When I say random I mean random! Ready for a glimpse into my crazy brain! It’s bouncy.
You can’t help others unless you take care of yourself.
It’s hard to be the caretaker of others constantly and this is coming from a caretaker by nature. If you let yourself go too long it’s harder to bring yourself back.
I love to care for others. I get great satisfaction from others needing me. Not sure why, I just do.
When you let that get in the way of taking care of yourself you can get into trouble.
I am not saying this because I am too far gone. I do help myself. I am saying this because a little truth and honesty is needed from time to time. We just don’t get that ever.
I am realizing that with social media these days we only get a small, very positive glimpse into the lives of others. And it’s deceiving. It’s not healthy.

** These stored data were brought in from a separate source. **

PR #10791, opened 2018-08-15
Warning for initing local domain from distributed

mppf:
Fixes issue #5657. Newer attempt after PR #5661.

For example, in the following code:
``` chapel
 use BlockDist;
  config const n = 100;
  var myDomain: domain(2) = {1..n, 1..n} dmapped Block({1..n, 1..n});
  for d in myDomain {
    writeln(d.locale.id);
  }
```

the user might think that `myDomain` is distributed, when in fact it is not. The purpose of the warning is to call attention to that issue since it's happened to multiple users over time (and been challenging for them to figure out).

- [x] full local testing
- [x] full local gasnet testing

### DIFF
--- a/compiler/resolution/resolveFunction.cpp
+++ b/compiler/resolution/resolveFunction.cpp
@@ -1808,6 +1808,13 @@ static void insertCasts(BaseAST* ast, FnSymbol* fn, Vec<CallExpr*>& casts) {
                 resolveExpr(moveInit);
                 resolveExpr(assign);
 
+                // Enable error messages assignment between local
+                // and distributed domains. It would be better if this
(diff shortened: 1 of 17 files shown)


mppf:
I think this is ready to merge. @benharsh has agreed to shepherd it next week.

benharsh:
@bradcray : do you want to catch up on this PR before it is merged?

bradcray:
This generally looks good to me.  I probably would've updated the .good files for the tests whose behavior changed rather than rewriting the tests to avoid the warnings (while still having the same behavior).  It feels like it's sweeping something under the rug rather than using pre-existing tests to provide additional coverage for this new feature.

People generally take pictures of happy things, I just wish they were more honest. I want to see a picture of someone with zits and bags under their eyes because that’s real. I don’t want a whoa is me story constantly but truth!
Today I’m happy.
Today im sad.
Today I is a great day.
Today I wish I could stay in bed.
Or is that all too much??? I’m not sure we need to know all of that. There is such a thing as over sharing.
I digress. I guess what I am saying is that I like truth.
Sometimes it’s good to write out your thoughts. It’s healthy to write about what you feel. I like to do that but often filter myself. I often write posts that I don’t publish. Afraid to offend someone or make them feel bad. I avoid hypocrisy at all costs. I am sensitive to others feelings.
I envy those who can speak their mind. My sister and my best friend always tell me to “speak up”, “express your feelings”. I have the hardest time with that. Someday I will do it. Someday I will tell someone when I am bothered by something they have done or said to me. Or maybe not. Maybe I will never be that person. That’s ok I guess.
At my age I am still figuring myself out. It’s a lot of hard work to truly understand who I am. I question everything. I want to be unique but not to the point I am standing out. I want to be original and true to myself. I want to find myself. That’s the journey I am on.
I know the many things I love. The trouble is that I never focus on just one at a time. It’s my goal this year (really the rest if this year and all of 2015) to focus. On myself. And not in a selfish, ignore everyone else, put myself first kind of way. I want to explore this things I love. Share them with my family and friends.
With that said, the randomness is over. It’s the witching hour. The kids are literally going crazy downstairs. It’s shower time, wind down time and clearly they need some assistance. Always the care taker. But I love it! I love them. Even though they are silly, wild boys!